At 01:52 PM 9/16/01 +0200, G. Dyke wrote:
Having been following the discussions more closely than usual these past few
days (hey! waiting for college to start gets pretty uneventful during the
last months, I've got a lot of time), I've come to the conclusion that I'm
missing a lot of the discussions because I've got no background on this. For
instance, are these words specific to americans and those who've known them
a long time or have they come about through lojban : "fiat" (as in "fiat
decides..."), "glorking", "glorkjunkied" (aha! the latter two are related),
elephant. Why do some people support and reject {gumri} ? (Don't you dare
tell me to go to the wiki, last time my telephone bill had trouble coming
out alive %^).

That is one reason I have feared the splitting of the community into these multiple forums. The wiki seems to have introduced a whole new bunch of about-Lojban slang, and the relevant usage of all but one of those words you ask about seems to have been invented in the course of wiki discussions. Thus even >I< would not know what the words meant without reading the wiki.

"fiat" on the other hand is a standard English word roughly meaning "decree from legal authority", with a certain connotation that the decision being decreed is arbitrary. It seems in the above phrase to be contrasted with "usage decides", wherein the language design starts to move from being wholly prescriptive to wholly descriptive (and hence natural-language like), the latter being necessary at some point in order to use Lojban for most of the purposes people have had in mind for it.

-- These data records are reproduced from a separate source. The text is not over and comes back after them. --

PR #2453, opened 2024-07-10
fix: Removed gap from the normal variant of the button-dropdown

orangevolon:
### Description

There was an unwanted gap in drop down button which was only visible in "normal" variant.
**This PR removes the gap.**

Related links, issue #, if available: AWSUI-48343

### How has this been tested?

Tested and verified using the dev run with Chrome, Firefox and Safari.

<details>

#### Correctness

#### Security

#### Testing

</details>

---

### DIFF
--- a/src/button-dropdown/styles.scss
+++ b/src/button-dropdown/styles.scss
@@ -58,7 +58,8 @@ $dropdown-trigger-icon-offset: 2px;
   display: flex;
 
   & > .trigger-item {
-    & > button:focus {
+    & > .trigger-button:focus,
+    & > .trigger-button:hover {
       z-index: 1;
     }
   }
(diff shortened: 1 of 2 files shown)


avinashbot (changes requested):
Couple of minor visual issues I noticed:

- Disabled dropdown in classic shows its left border on hover. *Feels* like a bug to me, but you could also argue that it's intentional, and I'd be okay with that. If it's disabled, I feel like it shouldn't really have a visual change on focus or hover at all.
Screenshot 2024-07-10 at 17 09 08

Briefly, I think "glorking" or "glorking from context" refers to people determining what a Lojban text means as much from context as from rules, again a natural language process. A "glork-junkie" is one who feels that this should be the norm, and is contrasted with the "hardliners" that are seeking strict logical-semantic refinement in all aspects of the language. The Elephant is yet another web tool, one that John Cowan is working on, which will serve as a formal method of documenting positions on language design issues so that we can remember what has been decided without relying on my memory of (and agreement with) the decision. (The reference is to the folklore idea that "an elephant never forgets" - I don't recall the source of that bit of folklore).

Someone should be adding such terms to the Lojban glossary on the lojban.org web page, if they survive, but in many cases they seem to only be used a few times and then forgotten.

I'm also puzzled by Nick (who, if I've got it right has spent
one hell of a lot of time learning lojban) having views such as lojban never
succeeding, rafsi not being a good idea and ... what else?

I'll let Nick speak for himself %^)

I'd appreciate anyone who could help me by adding their beliefs and desires
for lojban (and who could give any other information that might be relevant
to newcomers - life around lojban-beginners is good but we want to graduate,
there isn't the same element of risk involved in posting there as there is
on lojban :-)

There is no real risk posting on this forum as compared to the other. I *LIKE* to read the postings by beginners. You remind me that the language community is still growing, and unlike a lot of the debates, I can understand what you write %^).

 Are there others who read the lojban-digest (not individual
mails? surely!) avidely hoping  to better their lojban, but not often
putting their opinions forward because they're bound to lose against the
sheer bulk of emails coming from opposers...

With 250 subscribers who have remained subscribing during the volume of the last couple of months, this must of course be the case.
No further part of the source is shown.